The program’s 68 finalists are recognized in the January/February issue of D CEO. Be watching for a photo recap and additional reports in the coming weeks.

The Innovation Awards 2023 Honorees

Corporate Innovator of the Year

Winner: David C. Williams, AT&T

David C. Williams solved a huge problem for his company in 2020, enabling 40,000 employees to process payment and verify identifying information while working from home, without exposing sensitive consumer details. He is the leader of the largest robotics process automation program in the world and is currently working on a new project that could revolutionize customer service. It’s set to debut this year.

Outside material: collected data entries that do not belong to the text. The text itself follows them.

PR #299, opened 2026-08-04
pome-run-task should pass agent_model on finalize_run

GaganSD:
## What
`pome-run-task` skill, README, and launch refs now tell coaches to pass `agent_model` (the examinee model from intake / launcher config) on `finalize_run`.

## Why
Coaches were finalizing without naming the examinee model, so the report Model column stayed blank when telemetry did not fill it. Companion MCP/docs guidance lands in `pome-cloud`.

## Notes for reviewer
No hardcoded model slug — value is whatever the examinee actually ran on.


GaganSD:
done in a different pr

Finalists: Matt Heydon, Toyota Financial Services; Alok Maskara, Lennox International; Heidi Soltis-Berner, Deloitte

Innovative Leader of the Year

Winner: Tricia D’Cruz, Catalyze Dallas

Tricia D’Cruz has built a career out of founding and scaling startups. She currently leads a holding company that acquires intellectual property from large corporations to bring new technologies to market faster and with lower risk. Her holding company has already spun out four new enterprises using this strategy, most recently closing a deal with consulting giant IBM.

Finalists: George Baker Sr, ParkHub; Dave Copps, Worlds; Ben Lamm, Colossal; Prasanna Singaraju, Qentelli; Evelyn Torres-Gomez, Solaris Technologies Services

CIO/CTO of the Year

Winner: Andrew Bender, DZS

Andrew Bender has spent his career helping integrate new technologies into society. Most recently, he led his team through skyrocketing demand for reliable broadband internet, adapting the R&D process to be collaborative in the remote environment during the pandemic. He helped DZS create the infrastructure to operate globally, as well as move its headquarters from the Oakland area to Plano—all while in his first C-Suite role, in the middle of the pandemic.

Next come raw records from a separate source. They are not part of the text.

PR #304, opened 2026-08-04
The coach declares which version it is running (F-899)

AFFFPupu:
Executive summary: The fix loop tells the coach to open a fresh `group_id` for a post-fix rerun, but never to change the agent's declared version — so the failing run and the fixed run reach the platform under the same identity. Run-sets are partitioned by declared version, which means a rerun as the same version is the platform being told the failure and the fix are one agent, and the gap between them gets reported as that agent's reliability spread. This teaches the coach to pass `agent_version` on every run and to bump it on a post-fix rerun. Docs-only — one SKILL.md.

## What

`skills/pome-run-task/SKILL.md`:

- §1 — `run_task` / `run_trials` take `agent_version`, read from the manifest's `agent.version` (`pome.json`). If the builder declares none, ask for one rather than sending nothing. Never auto-bump: a version that moves on its own splits one exam into run-sets of one.
- §5.1 — the post-fix rerun bumps it, alongside the fresh `group_id` + `baseline_group_id` that were already there, with the reason spelled out so the coach can explain it to the builder.

## Why

A fresh `group_id` alone is not enough. The task reliability page also folds an *implicit* run-set — trials with no group — and that fold partitions by declared version, and the verdict strip asserts "same agent, same prompt" over whatever it folded. Rerun a fix under the unchanged version and the honest reading of those trials is a comparison, but what gets printed is a spread.

The tools have accepted `agent_version` since it was added to the session contract; nothing in the coach path was passing it.

## Notes for reviewer

The platform-side half (persisting the version at mint, partitioning the fold, and the display that makes it visible) is a separate change in the cloud repo. **Land this one first**: with the old skill against the new platform, coaches keep producing unversioned runs and nothing improves.

## Tests / CI

Prose-only change to one skill file — no code paths touched, so no local test command applies. Relying on repo CI.

### DIFF
--- a/examples/support-triage/README.md
+++ b/examples/support-triage/README.md
@@ -42,22 +42,23 @@ open issue #1 for the coupon bug, then `#support` receives a *new* report of the
 
 ## Run it against Pome
 
-The two versions are exercised as **two distinct agents** end-to-end, so the
-dashboard shows two separate identities with separate scores.
+The two versions are **one agent at two declared versions**, so the dashboard
+can show the v1→v2 delta rather than two unrelated identities with no
+relationship between them.
 
 1. **Register on Cloud Managed Agents** — create each agent from its YAML on
    Anthropic's Managed Agents platform (`ant beta:agents create`, model
    `claude-sonnet-5`).
-2. **Register on Pome** (control MCP) — one call per version, so each accrues its
-   own history:
+2. **Register on Pome** (control MCP) — once. The version is not part of the
+   identity; it is declared per run in step 3:
    ```
-   register_agent(name="support-triage-v1", twins=["github","slack"])
-   register_agent(name="support-triage-v2", twins=["github","slack"])
+   register_agent(name="support-triage", twins=["github","slack"])
    ```
-3. **Run** — for each agent id, `run_trials(task_id, agent_id, n=5)`. Each
-   trial returns an `examinee_launch` spec (per-session twin MCP URLs, a bearer,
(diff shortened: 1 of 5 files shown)


AFFFPupu:
> **P2 — Unversioned README examples remain**

Fixed in 9127f7b, and it went further than the call signatures.

`examples/support-triage/README.md` was not just missing `agent_version` — it registered the two prompts as **two separate Pome agents** (`support-triage-v1`, `support-triage-v2`). That is the shape declaring a version per run exists to replace: two unrelated identities, no delta between them. It is now one `register_agent(name="support-triage")`, `agent_version` on each run, and the v1 run's `group_id` passed as the v2 run's `baseline_group_id`.

Also updated:

- `skills/pome-run-task/README.md` — the run-loop signatures it repeats from the SKILL, plus the fix-loop step, so a reader does not get one shape from the SKILL and another from the README beside it.
- `examples/support-triage/local/README.md` — `run_task(..., agent_version="v1")`, with the reason the re-run declares `"v2"`.
- `examples/support-triage/VERIFICATION.md` — Reproduce steps updated. The recorded run ids above them are **not** touched: those runs really were made as two agents, so the file says so in a note rather than rewriting the record to match current advice.

Deliberately not changed: the CLI-era mapping table in `skills/pome/SKILL.md` (`pome run -n 3` → `run_trials(n, task_id)`). That table is abbreviated by design — it omits `agent_id` too — so adding one argument there would be inconsistent without turning it into a signature reference, which is what `pome-run-task` is for.

PR #316, opened 2026-08-05
`pome install` / `pome doctor` print the install-all form — and this one publishes (F-1226)

AFFFPupu:
Stacked on #315. **Read the release note before merging — merging this publishes `@pome-sh/cli`.**

## The change

`pome install` and `pome doctor` printed `npx skills add pome-sh/digital-twins`, which opens the `skills` picker with six skills and nothing ticked. They now print `--skill '*'`.

```
  2. npx skills add pome-sh/digital-twins --skill '*'
                                           # install the Gen-2 coach skills
                                           # (--skill '*' takes all six; the
                                           #  picker opens with none ticked)
```

`--all` was the other candidate and is wrong here: it is shorthand for `--skill '*' --agent '*' -y`, so it installs into **every** agent on the machine. `--skill '*'` keeps the agent prompt.

## Why this is a separate PR, and what merging it does

`scripts/ci/check-version-bump-required.mjs` (added by #312) makes a version bump **mandatory** for any `cli/` path change, and `release.yml` publishes on the version diff. So for this repo, merging a CLI change now *is* publishing one — there is no unbumped option.

`@pome-sh/cli` on npm is **0.20.0**, which is also the version in the tree. Everything merged since that publish is unpublished, so this bump ships all of it:

| Merged since 0.20.0 | |
| --- | --- |
| #237 | workspace unification + internal packages privatized |
| #239 | tsup bundling; two release systems replaced with version-diff-on-merge |
| #311 | one typed twin registry replaces four parallel lists |
| #313 | `shared-types` dissolved into `@pome-sh/wire`; CONTRACT 1.6.0 |
| #312 | build/lint hygiene, tarball audit gate |
| this PR | the two lines of copy above |

Hence **0.21.0**, not a patch — the payload is a bundler swap and a package dissolution, not a copy fix. **The version number is your call**; I picked minor because 0.x minor plays major here and #313 moves a contract.

The manifest half of F-1226 (#315) is deliberately separate: it touches no `cli/` path, so it lands the actual install-all row with no publish attached.

## Verified

- `cli` suite: 1014 tests / 106 files pass. `install-command.test.ts` now pins `--skill '*'` rather than the bare substring, so the flag cannot silently fall out.
- `node dist/src/cli/main.js install` output checked by hand (quoted above).
- `check-version-bump-required.mjs` passes against the base branch.


AFFFPupu:
Rebased onto main and addressed the review, but **this PR is now blocked on something outside it** — flagging rather than merging.

**1. Greptile's lockfile point was right, and it is main's problem too.** Fixed here via `npm install --package-lock-only` (one line). Worth knowing: main currently carries `cli/package.json` at 0.21.0 against a `package-lock.json` still recording `cli` at 0.20.0 — #317 introduced that drift, and this PR's regeneration incidentally corrects it.

**2. Version is now 0.21.1, not 0.21.0.** #317 claimed 0.21.0 on main while this PR was open, so `check-version-bump-required.mjs` needs a further bump for any `cli/` change. The "this publishes a big batch" note in the original description is **obsolete** — #317 is what carries #237/#239/#311/#312/#313 to npm. This PR is back to being what it looks like: two lines of copy.

**3. The blocker: main's `release` run for 0.21.0 failed, so npm is still on 0.20.0.**

[Run 31016133589](https://github.com/pome-sh/digital-twins/actions/runs/31016133589) — `publish @pome-sh/cli`:

```
npm error 404 The requested resource '@pome-sh/cli@0.21.0' could not be found
             or you do not have permission to access it.
```

A 404 on publish is npm's "no permission" for a scoped package. The sibling `publish @pome-sh/adapter-claude-sdk` job reports success, but it is a no-op — the adapter is 0.3.1 in both the tree and npm, so it took the `version unchanged — skipping` branch. It proves nothing about OIDC.

Leading hypothesis: **`@pome-sh/cli`'s npm Trusted Publisher still names the deleted workflow.** Trusted Publishing matches on repository *and workflow filename*; #239 deleted `cli-release.yml` and the publish now runs from `release.yml`, so the OIDC token's `job_workflow_ref` no longer matches what npm has on file, and npm answers 404. Same failure class as the `pome-twins` → `digital-twins` rename that broke packages-v10..v13.

Check: npmjs.com → `@pome-sh/cli` → Settings → Trusted Publisher → workflow filename should read `release.yml`. `@pome-sh/adapter-claude-sdk` needs the same audit before its next bump, since its no-op success has never exercised the new path.

Until that is fixed, merging this republishes nothing — it would just fail the same way one version later. **#315 is unaffected and mergeable now** (it touches no `cli/` path and publishes nothing).

PR #318, opened 2026-08-05
Close the examinee sandbox, and measure what that actually fixes

AFFFPupu:
Executive summary: The hero example's failing baseline is not failing — measured 4/5 green on 2026-08-04 (#309). This PR runs the two follow-up measurements that were needed before any re-cut, closes the sandbox that let one trial read its own grading criteria, and corrects the claims the runs refuted. It deliberately does **not** re-cut the baseline defect: that is a design decision, and the measurements here are what it should be decided on. `DENY_ISSUE_LOOKUP` still ships `true`, now documented as a known-green placeholder rather than a lesson.

## What

- **`options.tools: []`** in `examples/support-triage/local/src/index.ts` — the examinee now exposes **no** SDK built-in to the model. This is an allowlist, not another name in `disallowedTools`: `tools` replaces the base set, so empty is complete by construction. MCP tools are untouched (they come from `mcpServers`), so the twin surface the exam is about stays whole.
- `test/tool-policy.test.ts` pins the closed sandbox as its own property, separate from the lesson, because it survives every re-cut of the lesson.
- `VERIFICATION.md` records two new run-sets with their run ids.
- The refuted claims #309 could not reach: `local/src/index.ts`'s *"WHY IT DOES NOT ROT"* block and `local/README.md`'s *"33, not 0"* section.
- **Withdrawn** from the README's troubleshooting: *"the fix is to add [the missing read path] to `ISSUE_LOOKUP_TOOLS`"*. That advice pointed readers away from the actual fix.

## Why

Two questions were open after #309, and both are now measured — `n=5` each, `claude-opus-5` pinned, one `group_id` each, `agent_version` declared, hosted:

**1 · Does this task need a planted defect at all? Yes.** Honest prompt, no denial, closed sandbox: **5/5 at 100**, `pass^5 = 100%`. There is no native reliability gap in this task on this model, so an honest configuration has no red to show and "unreliable → reliable" has nothing to work with.

**2 · Is the open sandbox the whole hole? No — closing it made the baseline greener.** Sandbox shut, denial unchanged: **5/5 at 100**, against 4/5 open-book. All five trials reached issue #1 through two paths `ISSUE_LOOKUP_TOOLS` does not name — `list_issue_comments` (5/5) and `update_issue` (5/5, a write that 404s on a missing issue and succeeds on a present one). `search_code` supplied the root cause, so losing the shell cost the agent nothing it needed. Two trials tried the denied `list_issues`, failed, and routed around it in the same turn.

Shutting three read paths surfaced two more the same afternoon. Completing the deny-list is not a viable baseline — the flaw has to stop being a tool-policy denial.

## Notes for reviewer

- **Merging this will flip the tracking ticket to Done, and it should not be.** The branch name carries the identifier, so the merge auto-closes it, but only one of its three "done when" bullets lands here. The baseline defect itself is untouched and still needs its re-cut. Move the ticket back after merge.
- **`allowedTools` does not restrict — it only auto-approves.** Measured: `allowedTools` naming one MCP tool left **152** tools live, `Bash`, `Read`, `Write` and `WebFetch` among them. `examples/triage-agent`, `examples/pr-summary-agent` and `examples/pr-summary-review` all rely on `allowedTools` to bound their tool surface and carry no `disallowedTools`, so all three are open-book *with* live web access. Not fixed here — each needs its own verification run, and doing it blind is how an unmeasured guard ships. Worth a follow-up before the template gets replicated.
- **No `verified red` stamp is written anywhere**, on purpose. Nothing in this PR earns one.
- The `WebSearch`/`WebFetch` entries in `deniedTools()` are now redundant (`tools: []` already removed them). Kept as a second latch and labelled as such — the two options are independent knobs and the web clamp should not depend on which one a future SDK version reinterprets.
- Worth knowing while reading the smoke gate: under a fully stripped environment (`env -i` with a minimal `PATH`) this examinee exits **0 with no output at all**, via `npm run start` and via `tsx` directly. Not `TMPDIR`, not a model pin, not the OTLP vars — each ruled out separately. Undiagnosed, pre-existing, and not addressed here. `smoke-examples.mjs` tolerates any exit code by design, so it would not catch this shape.

## Tests / CI

Local, in `examples/support-triage/local`:

- `npm test` — 12 passed (2 files), including the two new closed-sandbox properties
- `npm run typecheck` — clean

Live, rather than from the docs: with `tools: []` the SDK's `init` message listed 100 tools, **all** `mcp__*`, zero built-ins — and the run still scored 100 on all four criteria. That is the same run-set as measurement 1 above, so the sandbox close is verified by a scored hosted run and not only by a unit test.

PR CI (`typecheck-test`, `gitleaks + trufflehog`, `dependency review`) — checked after opening.

### DIFF
--- a/examples/support-triage/README.md
+++ b/examples/support-triage/README.md
@@ -200,11 +200,14 @@ The agent searches, finds issue #1, comments on it, and posts *its* link back to
 
 ### If your baseline passes / your fix fails
 
-* **Baseline passes (stays green).** Check the waterfall for a `search_issues` or
-  `list_issues` span that *succeeded* — if one did, the twin exposed a read path
-  the denial list does not name, and the fix is to add it (and to say so in
-  `ISSUE_LOOKUP_TOOLS`), not to weaken the criteria. `test/tool-policy.test.ts`
-  pins the list for exactly this reason.
+* **Baseline passes (stays green).** It does — 4/5 open-book, 5/5 with the
+  sandbox closed. This section used to say the fix is to add the missing read
+  path to `ISSUE_LOOKUP_TOOLS`. **That advice was measured wrong and is
+  withdrawn.** Shutting the first three paths surfaced two more the same
+  afternoon — `list_issue_comments` and `update_issue` — and the twin's read
+  surface is wide enough that the next pass would surface more. Do not extend the
+  list; the flaw has to stop being a denial ([F-1292](https://linear.app/pome-sh/issue/F-1292),
+  numbers in [`VERIFICATION.md`](./VERIFICATION.md)).
 * **Fix fails (stays red).** If a criterion reads `NOT EVALUATED` rather than
   failed, the run is `INCOMPLETE` — the grader could not see that state at all,
   which is a wiring problem rather than an agent problem. `pome run` exits 1 on
--- a/examples/support-triage/VERIFICATION.md
+++ b/examples/support-triage/VERIFICATION.md
@@ -232,3 +232,84 @@ So the duty is the opposite of what was written: a tool-denial baseline carries
 **high** rot risk and must be re-verified per model generation, exactly like the
 pattern-2 policy constant it replaced. A denial is only as strong as the
 enumeration behind it, and enumerations are never complete.
+
+---
+
+## The two follow-up measurements F-1292 asked for (2026-08-05)
+
+The 2026-08-04 numbers above said the baseline is green and named two routes.
+They left two questions open, and both were answered by measurement before any
+re-cut was designed. Same model (`claude-opus-5`, pinned), same task
+(`support-triage-dedup`, 4-criterion shape), same twin images, `n=5` each,
+`provenance: hosted`, `agent_version` declared on both run-sets.
+
+### 1 · Does the task need a planted defect at all? — **yes**
+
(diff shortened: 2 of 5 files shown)


AFFFPupu:
Greptile's finding was right, and it is this PR's own subject matter: asserting `BUILT_IN_TOOLS` is empty proves nothing while nothing asserts it reaches `query()`. Deleting `tools:` from the options object left every test green with the sandbox reopened — a guard disconnected from its subject passes forever, which is the same shape of mistake the measurements in this PR are about.

Fixed in af3d198: the composed options are now an exported `examineeOptions(mcpServers)`, and three tests assert the wiring rather than the constants — `tools` is `[]`, `disallowedTools` is `deniedTools()`, and `mcpServers` is still handed through. That third one earns its place too: if it regressed the examinee would have **no** tools at all, and the run would read as a model failure rather than a wiring one.

Declared as a `function` rather than a `const` arrow on purpose — this file's top-level `await main()` sits above it, and `scripts/smoke-examples.mjs` exists because exactly that temporal dead zone once shipped in `examples/triage-agent`.

15 tests pass, typecheck clean, and a local launch against a dead endpoint still evaluates the module and reaches `query()`.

Finalist: Chris Akeroyd, Children’s Health

Innovation Advocate or Accelerator Leader of the Year

Winner: Hubert Zajicek, Health Wildcatters

Hubert Zajicek has built a sustainable business model that relies entirely on sponsors, private angel investors, and family office funds to fuel his organization, rather than a governing board or entity. Today, his group is one of the top accelerators of its kind in the country. For the past 10 years, Zajicek has guided the accelerator in mentoring entrepreneurs and investing in 99 startups that have raised more than a quarter of a billion dollars. Program alumni have gone through successful exits, including a sale to Nike and even a NASDAQ IPO.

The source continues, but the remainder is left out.